La Covid-19 a été un catalyseur sans précédent de l’utilisation de la e-Santé. La téléconsultation est devenue indispensable et les autorisations allouées par les pouvoirs publics se sont débloquées. Les messageries gratuites ont été surutilisées, comme les groupes WhatsApp dans lesquels les professionnels échangeaient leurs informations et interrogations dans le marasme ambiant. Les fameux # « H-tag » ont également colonisé les réseaux sociaux : Twitter qui a servi de vecteur d'information à bon nombre d’acteurs de Santé, sans respecter cependant une certaine confidentialité… D’où les plateformes digitales d’échanges, privatisées et sécurisées, qui fleurissent depuis lors.

Mais sortons un peu de la Covid19… Les « apps Santé » poussent comme des champignons sur les téléphones et représentent une bonne partie de l’univers startupien. Pour chaque type de maladie, il existe plusieurs apps de prévention, de détection ou de suivi ; destinées aux patients, aux médecins ou aux aidants. Ces projets sont activement soutenus voire développés, par des médecins spécialistes, des patients experts, des associations, des laboratoires ou des mutuelles.

Les médecins n'ont pas le temps de se familiariser

Or sur le terrain, les professionnels de Santé n’ont pas le temps de se faire la main sur chaque outil numérique ! Certains, même, sont peu à l’aise avec le monde digital. Alors que leur proposer ? Des formations pour chaque logiciel/apps ? C’est absurde et irréalisable : le professionnel ne va pas se connecter à des dizaines de services et se former à chacun d’entre eux. Et pourtant, la plupart des startups propose un produit intelligent, utile, justifié. Et c’est là que se situe le décalage, le « mismatch ». Que faudrait-il, alors, pour que ces outils digitaux soient utilisés ? Je suis convaincue que la réponse se trouve dans la fameuse « interopérabilité ». La startup qui créera un système sécurisé et universel d’interopérabilité des données patients, des apps et des outils proposés aux professionnels, sera le grand gagnant du XXIe siècle. Uniquement cependant si elle SIMPLIFIE les tâches du professionnel qui ne relèvent pas du soin ; là est la clef. En quelques mots : « intuitivité », « gain de temps », « aide » et « quasiment rien à faire » seraient les principes fondamentaux de ce nouvel outil, ce couteau suisse qui réuniraient apps, logiciels et plateformes de Santé, un seul support digital archi-simple. Une utopie sans doute…

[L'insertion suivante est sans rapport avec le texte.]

PR #1270, opened 2026-07-29
Adding the files to run RVS pipeline in docker

urtiwari:
Added the capability to run RVS nightly in docker


urtiwari:
The following are the changes done,

Pick a RVS tar (*-Linux.tar.gz with -r0715.20260724 style name).
Build a Docker image with the same ROCm version as that tar (from multiarch).
Download the RVS tar, extract it in the container.
Run rvs -r 4 inside Docker with GPU access.

frepaul (approved):

PR #1276, opened 2026-07-31
Fix PBQT peer-only mode JSON GPU IDs and action result.

manoj-freyr:
1. Use gpu_id[i] instead of gpu_id[srcnode] when logging peer connectivity JSON so srcgpu matches text logs on systems where HSA node IDs differ from enumeration indices.
2. Add MI350P pbqt/pebb configs,

### DIFF
--- a/rvs/conf/MI350P-450W/pbqt_single.conf
+++ b/rvs/conf/MI350P-450W/pbqt_single.conf
@@ -1,6 +1,6 @@
 # ################################################################################
 # #
-# # Copyright (c) 2025-2026 Advanced Micro Devices, Inc. All rights reserved.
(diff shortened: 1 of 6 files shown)


rvs/conf/MI350P-450W/pbqt_single.conf
```diff
@@ -0,0 +1,118 @@
+# ################################################################################
+# #
+# # Copyright (c) 2025-2026 Advanced Micro Devices, Inc. All rights reserved.
```
jkottiku: Just "2026" as it a new file.

jkottiku (changes requested):

jkottiku (approved):

PR #1294, opened 2026-08-19
Set Default GPU_FAMILY to multiarch

urtiwari:
Default GPU_FAMILY is multiarch (was gfx110X-all) in the Dockerfile and build-rocm-image.sh.
The docker nightly workflow sets GPU_FAMILY to vars.RVS_DOCKER_GPU_FAMILY or multiarch.


urtiwari:
There was an issue with this PR so closing.

PR #228, opened 2022-06-14
chore: add no-prompt to task

KnorpelSenf:


wojpawlik (approved):
`backport` in `package.json` should be updated as well, or just removed.

PR #229, opened 2022-06-21
Update to Bot API 6.1

KnorpelSenf:
Performs the changes announced in https://core.telegram.org/bots/api#june-20-2022

### DIFF
--- a/src/core/api.ts
+++ b/src/core/api.ts
@@ -121,16 +121,16 @@ export class Api<R extends RawApi = RawApi> {
     }
 
     /**
-     * Use this method to specify a url and receive incoming updates via an outgoing webhook. Whenever there is an update for the bot, we will send an HTTPS POST request to the specified url, containing a JSON-serialized Update. In case of an unsuccessful request, we will give up after a reasonable amount of attempts. Returns True on success.
+     * Use this method to specify a URL and receive incoming updates via an outgoing webhook. Whenever there is an update for the bot, we will send an HTTPS POST request to the specified URL, containing a JSON-serialized Update. In case of an unsuccessful request, we will give up after a reasonable amount of attempts. Returns True on success.
      *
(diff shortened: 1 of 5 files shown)


src/core/api.ts
```diff
@@ -121,16 +121,16 @@ export class Api<R extends RawApi = RawApi> {
...
      *
-     * If you'd like to make sure that the Webhook request comes from Telegram, we recommend using a secret path in the URL, e.g. https://www.example.com/<token>. Since nobody else knows your bot's token, you can be pretty sure it's us.
+     * If you'd like to make sure that the webhook was set by you, you can specify secret data in the parameter secret_token. If specified, the request will contain a header “X-Telegram-Bot-Api-Secret-Token” with the secret token as content.
      *
      * Notes
      * 1. You will not be able to receive updates using getUpdates for as long as an outgoing webhook is set up.
      * 2. To use a self-signed certificate, you need to upload your public key certificate using certificate parameter. Please upload as InputFile, sending a String will not work.
      * 3. Ports currently supported for Webhooks: 443, 80, 88, 8443.
      *
-     * NEW! If you're having any trouble setting up webhooks, please check out this amazing guide to Webhooks.
```
EdJoPaTo, line 133: I think this "NEW" is something that shouldn't be in the source documentation. Looking at a function header and its docs the "new" isn't really helpful?


But I think its somewhat automatically parsed from the official docs where it also disappeared?

EdJoPaTo (approved):

src/core/api.ts
KnorpelSenf: It's not parsed, but yes, it reflects the Bot API docs.

KnorpelSenf:
@all-contributors add Mi3liX9 for code!

https://github.com/DefinitelyTyped/DefinitelyTyped/pull/60894

PR #230, opened 2022-06-21
Add support for secret header validation

KnorpelSenf:
Check out the new https://core.telegram.org/bots/api#setwebhook

### DIFF
--- a/src/convenience/frameworks.deno.ts
+++ b/src/convenience/frameworks.deno.ts
@@ -1,10 +1,13 @@
 // deno-lint-ignore-file no-explicit-any
 
+const SECRET_HEADER = "X-Telegram-Bot-Api-Secret-Token";
+
 /** std/http web server */
 const stdHttp = (req: Request) => {
     let resolveResponse: (res: Response) => void;
     return {
         update: req.json(),
+        header: req.headers.get(SECRET_HEADER) || undefined,
         end: () => {
             if (resolveResponse) resolveResponse(new Response());
         },
@@ -12,6 +15,15 @@ const stdHttp = (req: Request) => {
             if (resolveResponse) {
                 const res = new Response(json, {
                     headers: { "Content-Type": "application/json" },
+                });
+                resolveResponse(res);
+            }
+        },
+        unauthorized: () => {
+            if (resolveResponse) {
+                const res = new Response('"unauthorized"', {
+                    status: 401,
+                    statusText: "secret token is wrong",
                 });
                 resolveResponse(res);
             }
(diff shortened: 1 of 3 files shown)


src/convenience/frameworks.deno.ts
```diff
@@ -44,6 +61,13 @@ const serveHttp = (requestEvent: Deno.RequestEvent) => ({
         requestEvent.respondWith(
             new Response(JSON.stringify(json), { status: 200 }),
         ),
+    unauthorized: () =>
+        requestEvent.respondWith(
+            new Response('"unauthorized"', {
+                status: 401,
+                statusText: "secret token is wrong",
```
Loskir, line 68: I'm not sure if statusText is meant for that. We should probably put that text into the first argument

src/convenience/webhook.ts
```diff
@@ -91,7 +136,12 @@ export function webhookCallback<C extends Context = Context>(
             await bot.init();
             initialized = true;
         }
-        const { update, respond, end, handlerReturn } = server(...args);
+        const { update, respond, unauthorized, end, handlerReturn, header } =
+            server(...args);
+        if (header !== token) {
```
Loskir, line 141: shouldn't we rather use `token && header !== token`? to have a way to completely disable this check

src/convenience/frameworks.node.ts
```diff
@@ -10,52 +12,68 @@ const http = (req: IncomingMessage, res: ServerResponse) => ({
...
+    unauthorized: () => res.send(401, "secret token is wrong"),
 });
 
 /** AWS lambda serverless functions */
 const awsLambda = (event: any, _context: any, callback: any) => ({
     update: JSON.parse(event.body),
+    header: event.headers[SECRET_HEADER],
     end: () => callback(null, { statusCode: 200 }),
     respond: (json: string) => callback(null, { statusCode: 200, body: json }),
+    unauthorized: () => callback(null, { statusCode: 401 }),
```
roj1512, line 76: No body?

KnorpelSenf: https://t.me/grammyjs/58046

src/convenience/webhook.ts
KnorpelSenf: If Telegram delivers a token, but it is not supplied here, then there is a mismatch and the check will fail. Currently, the two configurations must match exactly.

What you are suggesting is to ignore if Telegram sends a token, is that better?

KnorpelSenf:
I have tested this with a bot and it works, but we are going to perform a follow-up PQ by @kraftwerk28 which will align the different frameworks. I suggest to merge and release as soon as https://github.com/grammyjs/grammY/pull/230#discussion_r902485165 is sorted out.

PR #235, opened 2022-07-09
Fix fastify webhook updates when secretToken given

oott123:
Fastify will normalize all headers to lower case form, so we always get `undefined` by using `req.headers[SECRET_HEADER]`.

This PR fixes that by using `toLowerCase` to transform the given header key.

Not sure If CloudFlare or AWS Lambda will do that too, so they are leaved unmodified.


KnorpelSenf (approved):
Great fix, thanks!

KnorpelSenf:
@all-contributors add @oott123 for bug and code

KnorpelSenf:
@oott123 your changes are now shipped in the patch version v1.9.1.

PR #240, opened 2022-07-16
fix: http webhook header when no secret token

### LINKED ISSUE #239: Vercel no longer works with `express` middleware
Version 1.9.0 [introduced(https://github.com/grammyjs/grammY/compare/v1.8.3...v1.9.0?w=1#diff-7e0cb595b6c70fce01f4db0b178c13debcafa5fde3df0e4afba3b00322c31c74R25) the usage of `req.header` which is valid for express, but not for Vercel.

The example for usage with Vercel uses the `express` middleware, which no longer works. I've verified that the `fastify` middleware is able to work with Vercel, since it [uses](https://github.com/grammyjs/grammY/compare/v1.8.3...v1.9.0?w=1#diff-7e0cb595b6c70fce01f4db0b178c13debcafa5fde3df0e4afba3b00322c31c74R55) `req.headers[SECRET_HEADER]` and `req.headers` does exist in Vercel's request object.

I'm willing to create a PR to either change the example bot to use `fastify` instead of `express`, but I'm also willing to create a middleware specifically for Vercel. Which one would be better?

roziscoding:
Using `String` here makes the function return `'undefined'` instead of
`undefined`, thus breaking the verification process

Fixes #239

### DIFF
--- a/src/convenience/frameworks.node.ts
+++ b/src/convenience/frameworks.node.ts
@@ -7,12 +7,14 @@ const SECRET_HEADER = "X-Telegram-Bot-Api-Secret-Token";
 const http = (req: IncomingMessage, res: ServerResponse) => ({
     update: new Promise<any>((resolve, reject) => {
         const chunks: Buffer[] = [];
-        req.on("data", (chunk) => chunks.push(chunk)).once("end", () => {
-            const raw = Buffer.concat(chunks).toString("utf-8");
-            resolve(JSON.parse(raw));
-        }).once("error", reject);
+        req.on("data", (chunk) => chunks.push(chunk))
+            .once("end", () => {
+                const raw = Buffer.concat(chunks).toString("utf-8");
+                resolve(JSON.parse(raw));
+            })
+            .once("error", reject);
     }),
-    header: String(req.headers[SECRET_HEADER.toLowerCase()]),
+    header: req.headers[SECRET_HEADER.toLowerCase()],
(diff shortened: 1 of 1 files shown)


KnorpelSenf (approved):
LGTM, thank you!

KnorpelSenf:
@roziscoding however, CI tells me I'm wrong. There could be an array of headers, rather than a single header. Could you fix this by accounting for that case?

You can check if your code compiles by running `npm install && npm run backport`, or `deno task backport`.

roziscoding:
Sure! I didn't know to run backport. Should this be added to the contributing guidelines? (if it's already there and I've missed, I'm sorry lol)

KnorpelSenf:
Good point, I'll make sure that this will make its way into the guide, thanks!

KnorpelSenf (approved):
LGTM, thank you so much!

KnorpelSenf:
We usually require all commits to be signed by contributors. I will overrule now and merge anyway, but I recommend you to look into this in the future :)

KnorpelSenf:
@all-contributors add @roziscoding  for bug and code

roziscoding:
> We usually require all commits to be signed by contributors. I will overrule now and merge anyway, but I recommend you to look into this in the future :)

Oh boy. I usually sign all my commits. I must've forgotten to set it up in my newest setup. Thanks for the heads up. I'll do it right now :)

PR #249, opened 2022-07-28
feat: implement InlineQueryResultBuilder

### LINKED ISSUE #102: feat: InlineQueryResult builder
Just like we have a builder for `InlineKeyboard` objects, we want one that simplifies creating inline query result objects which can be passed to the `results` property of https://core.telegram.org/bots/api#answerinlinequery

ssistoza:
👋 Hey grammY Team, 
Closes #102 

Hopefully no had a chance to work on this yet..but wanted to give it a go myself!

The InlineQueryResultBuilder does not restrict to 50 max for using it in https://core.telegram.org/bots/api#answerinlinequery. I haven't added any docs yet just to take a first pass and see if I'm going in the direction you were thinking about.

The builder add by the type of query result. For types that have cached types, the consumer can either supply a generic and set it true or use the friendlier option suffixed with `Cache`

```ts
const queries = new InlineQueryResultBuilder();
queries.voice({/*Will expect non-cached type*/})
queries.voice<true>({/*Will expect cached type*/})

// A more explicit option rather than seeing true.
queries.voiceCache({/**/})
```
 
A build must be called in order to get all of  the `Array<InlineQueryResult>`

```ts
const inlineQueryResults = queries.build()
```


KnorpelSenf:
Hi there! Thanks for the contribution!

> Hopefully no had a chance to work on this yet..but wanted to give it a go myself!

You're the first!

> The InlineQueryResultBuilder does not restrict to 50 max for using it in https://core.telegram.org/bots/api#answerinlinequery. I haven't added any docs yet just to take a first pass and see if I'm going in the direction you were thinking about.

grammY typically doesn't enforce limits like that in the library. Telegram might change these limits without prior notice, so this isn't useful anyway.

> or use the friendlier option suffixed with `Cache`

Ideally, there should be only one obvious way to do things, rather than two redundant ones with the same result. I think I like it better to give it an explicit name, rather than passing `true` on the type level.

Otherwise, this looks pretty much how I expected the plugin to work. There are two open questions:

1. The current design still requires users to specify large config objects for every result. Is there a better way, maybe a way that allows us to build up these objects via chained functions, as well? Think: `.id("I'd").title("title").cached()`.
2. Often, inline query results are created from arrays. For example, one might want to fetch a list of entries from an API, and then turn these into a list of results. It would be great to have a more functional way of working with this plugin. Essentially, something that works nicely with `map`, `reduce`, etc. @Loskir is the one who is eager about this being added to keyboards and inline keyboards, too, as they have the same problem. We want to fix all of these things in the same update. Do you have any suggestions for this syntax?

ssistoza:
> 1. The current design still requires users to specify large config objects for every result. Is there a better way, maybe a way that allows us to build up these objects via chained functions, as well? Think: .id("I'd").title("title").cached().

Yeah, 😞. It's hard to build out objects with type safety.  I think there are two ways two go about this:

1. We can either supply a default to all required properties when the builder is constructed `new InlineQueryAudioBuilder()`. This is probably the easiest route for ensuring type safety.  
2. I think is is my preferred route figure out the types as build out those chains. I did a bit of experimenting on this in `src/convenience/inline-query/audio.ts`. I'd like to continue to this figure out in order to get proper typing. 

📸-07-29 at 17 00 30@2x


>2. Often, inline query results are created from arrays. For example, one might want to fetch a list of entries from an API, and then turn these into a list of results. It would be great to have a more functional way of working with this plugin. Essentially, something that works nicely with map, reduce, etc. @Loskir is the one who is eager about this being added to keyboards and inline keyboards, too, as they have the same problem. We want to fix all of these things in the same update. Do you have any suggestions for this syntax?

At this moment, i don't have any suggestions. hmm, I probably don't have much understanding here but my thoughts on this would probably be to push list creation to the ones responsible for consuming them (at least in the case for InlineQueryResultBuilder).  Tho i think this becomes less functional:

```ts
const someApiResult = []

const newResults = someApiResult((r) => {
  if (r.type == 'audio') {
    return new InlineQueryResultAudioBuilder(r).build()
  }
  /// ...  other builders as needed.
})
```
Hopefully, this kind of what your thinking about?

KnorpelSenf:
#104 is related to the discussion about a more functional style

Loskir:
I don’t use inline mode that much, but I don’t see a problem in not having any builders at all
For some reason this thing feels completely different from keyboards. Maybe because it’s just a 1d array, maybe because there are so much more possible properties

KnorpelSenf:
Check out the docs of `@grammYdocsbot`, it isn't very pretty IMO: https://github.com/grammyjs/docs-bot/blob/9b98f74886e1c9d191f35d72aac733165bb2f6e2/bot.ts#L51

ssistoza:
>I assume you are planning on creating 19 (?) different builders for all the different types of results, each of them being able to construct the respective inline query result, is that correct?

Yeah i'm thinking a builder for each of their respective query results tho I'm open to keeping it more flexible (as in one giant glob). I think its a much better dev experience if we type hint what they should be able to create per result rather seeing the entire chunk.

> const results = products.map(p =>
  new InlineQueryResult()
    .id(p.id)
    .title(p.name)
    .content(p.name + '\n' + p.description)
)

Yep this is exactly what i was thinking but the dev would only be able to create a single type of InlineQueryResult. `new InlineQueryResultAudio()`

Loskir:
Maybe
```ts
InlineQueryResult.article('id', {/* title, description, etc */}
```

KnorpelSenf:
I am not sure if this will be too pretty. Look at venues, they have 6 required parameters. This will be very long function calls.

Loskir:
The first param is always id, the second is an object with the rest

Loskir:
Maybe we just make it a single parameter. Basically what it'll do is to automatically set the `type` and provide autocompletion

KnorpelSenf:
This PQ already does that. It provides `queries.voice({ ... options with autocomplete ... })`.

There's no reason to do `queries.voice(InlineQueryResult.voice({ ... options with autocomplete ... }))`.

Perhaps we just don't do anything here :)

Loskir:
I don't see the point in providing a builder for the whole answer. After all, it's just an array

KnorpelSenf:
Keyboard buttons are also just an array, and yet you are asking for builders instead of just passing the raw array to `keyboard.add`.

Looking at all the inline query code that is written, we can clearly do something better than making everyone specify raw object structures. The question is not so much if we need any builder at all, but rather to which level it should go.

If we figure that every individual query result should be done without builder, that's fine. Suggesting to just ditch the plugin entirely because you personally don't need it isn't too constructive.

What we could indeed do is to provide static methods for the functional approach (`InlineQueryResult.voice`) and instance methods for the builder pattern. This would allow for both

```ts
const queries = new InlineQueryResultBuilder();
queries.voice({/*Will expect non-cached type*/})
queries.voiceCache({/**/})
```

as well as

```ts
values.map(({ id, name, description }) =>
    InlineQueryResult.article({ id, title: name, description }))
```

What do you think?

Loskir:
> Keyboard buttons are also just an array, and yet you are asking for builders instead of just passing the raw array to keyboard.add.

I'm asking for builders for the individial buttons (which we don't have)

I didn't say "ditch the plugin", I said "I'd prefer a plain array of builders over one builder that builds an array"

KnorpelSenf:
Ahh I see, I misunderstood that, sorry. Yes, that makes sense. @ssistoza what is your opinion about this?

ssistoza:
@KnorpelSenf So just to confirm I think the last builder I had just needs to be tweaked instance methods return an array of results and the static methods return just a single result?

Kind of like this:
```ts
const audioInlineQuery = InlineQueryResultBuilder.audio({ /* typing */})
const audioCached = InlineQueryResultBuilder.audioCache({ /**/})

const queries = new InlineQueryResultBuilder()
  .audio({ /* */ })
  .audioCache({ /* */ })
  .build()
```

KnorpelSenf:
> @KnorpelSenf So just to confirm I think the last builder I had just needs to be tweaked instance methods return an array of results

That's the question. Do we need this if we already have static methods?

Instead of
```ts
const queries = new InlineQueryResultBuilder()
  .audio({ /* */ })
  .audioCache({ /* */ })
  .build()
```
one could just as well do
```ts
const queries = [
  InlineQueryResult.audio({ /* ... */ }),
  InlineQueryResult.audioCache({ /* ... */ })
]
```
Assuming that people usually generate results one fly, rather than specifying manually which entries are to be returned, it would maybe be best to _only_ ship static methods. The question is if we should assume that.

ssistoza:
> Assuming that people usually generate results one fly, rather than specifying manually which entries are to be returned, it would maybe be best to only ship static methods. The question is if we should assume that.

Hmmm..I'd probably start with that assumption first, it seems that is the most prominent use-case and when needs change or grow we could add onto it. I feel like it much more important to be able to build one a single result first before being able to build an array of results.

KnorpelSenf:
Please add some tests after migrating to the approach with static methods that we discussed.

ssistoza:
Sorry for ghosting, year 2022 was a bit rough at the end.  
I can finally start picking this up again.

KnorpelSenf:
Awesome, glad you're back! LMK once this is ready for review.

KnorpelSenf:
Awesome! I'm done for today, but I feel like spending more time on the core lib now so I'm looking forward to reviewing this soon!

KnorpelSenf (changes requested):
I generally like the approach of only having static methods that generate typed objects, so the concept here is great 👌🏻

What does not work so well is that we basically leave all the complexity of creating these objects to the user. There are many funky details about inline queries and we should abstract them away.

- Some arguments are required, some are optional. Required things should be pulled in the function signature (like with bot.api).
- It should be easier to return text messages.
- Invoice message support is strange in the API, we should flatten this case
- Document mime types effectively give us two methods, so why make this a single method with a switch param?
- Same for videos

I found it easier to build on your contribution and quickly apply these changes myself, I hope you do not mind.

KnorpelSenf:
I did not adjust the tests yet and docs are missing, too. That needs to be fixed before merging. In the meantime, could you check out the updated code and LMK what you think?

src/convenience/inline_query.ts
```diff
@@ -0,0 +1,694 @@
...
+        return {
+            type: "document",
+            id,
+            title,
+            document_file_id,
+            ...options,
+        };
+    },
+    /**
+     * Builds an InlineQueryResultGame as specified by
```
KnorpelSenf, line 246:
```suggestion
     * Builds an InlineQueryResultGame object as specified by
```

KnorpelSenf:
@ssistoza all done now, please lemme know what you think :)

KnorpelSenf:
I made a mess, I misunderstood the API. IMO this proves the point that we should help users get this right, but I obviously need to fix a few things first.

KnorpelSenf:
Tests are still missing. https://github.com/grammyjs/website/pull/808 will have to be adjusted, too.

ssistoza:
It looks great, I thought we scrapped the idea of making some of the properties buildable but this makes sense since they are technically optional.

I'll get working on the tests and coverage.

KnorpelSenf:
I'll work on the docs in the meantime.

test/convenience/inline_query.test.ts
```diff
@@ -0,0 +1,2322 @@
+import { assertObjectMatch } from "https://deno.land/std@0.192.0/testing/asserts.ts";
```
KnorpelSenf, line 1:
```suggestion
import { assertObjectMatch } from "../deps.test.ts";
```

test/convenience/inline_query.test.ts
```diff
@@ -0,0 +1,2322 @@
...
+        });
+
+        describe("with venue", () => {
+            it("should build an InlineQueryResultAudio with venue in message content", () => {
+                const audio = InlineQueryResultBuilder.audio(
+                    "id",
+                    "title",
+                    "https://grammy.dev/",
+                    { caption: "cap" },
+                ).venue("Grammy Venue", 83, 136, "1 Grammy Venue", {
```
KnorpelSenf, line 112: Sorry for being pedantic about this one, please correct it in all other places 🤓 
```suggestion
                ).venue("grammY Venue", 83, 136, "1 grammY Venue", {
```

test/convenience/inline_query.test.ts
```diff
@@ -0,0 +1,2322 @@
...
+                            longitude: 136,
+                            address: "1 Grammy Venue",
+                            foursquare_id: "grammy-foursquare-id",
+                        },
+                    });
+                });
+            });
+
+            describe("with contact", () => {
+                it("should build an ZIP InlineQueryResultDocument with contact in message content", () => {
```
KnorpelSenf, line 651: nitpick:
```suggestion
                it("should build a ZIP InlineQueryResultDocument with contact in message content", () => {
```

KnorpelSenf (changes requested):
Now that is what I call an impressive test coverage, great job 👏🏻

Just nitpicks left.

KnorpelSenf (approved):
Just 11 months. What a journey. Thank you so much! 🎉

KnorpelSenf:
@all-contributors add @ssistoza for the idea, the code, and the tests!

KnorpelSenf:
This will be merged in the coming days when we're ready to release.

ssistoza:
I just wanted to thank you for all the support and your patience! It has been awhile and I really appreciate it!

KnorpelSenf:
Consider signing your commits in the future.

En attendant, la grande partie de ces startups n’est pas encore rentable. Certaines pourtant se déploient et lèvent des fonds. Mais pour la plupart, les retours sur investissements tardent et les business modèles sont de plus en plus complexes à trouver, malgré la DATA récoltée… Et les rêves se heurtent aux deux réalités du terrain. La réalité des startuppeurs, d’abord, qui franchissent obstacles après obstacles avec conviction, et la réalité des professionnels de santé qui écoutent leurs patients, soignent et sauvent, mais qui sont débordés, surchargés ; éprouvés même, en ce moment. Deux acteurs qui, malgré tout, continuent ensemble leur rêve commun d’améliorer le système de santé, soutenus notamment par la Startup Nation qui a alloué 2 milliards d’euros au développement massif du numérique en santé.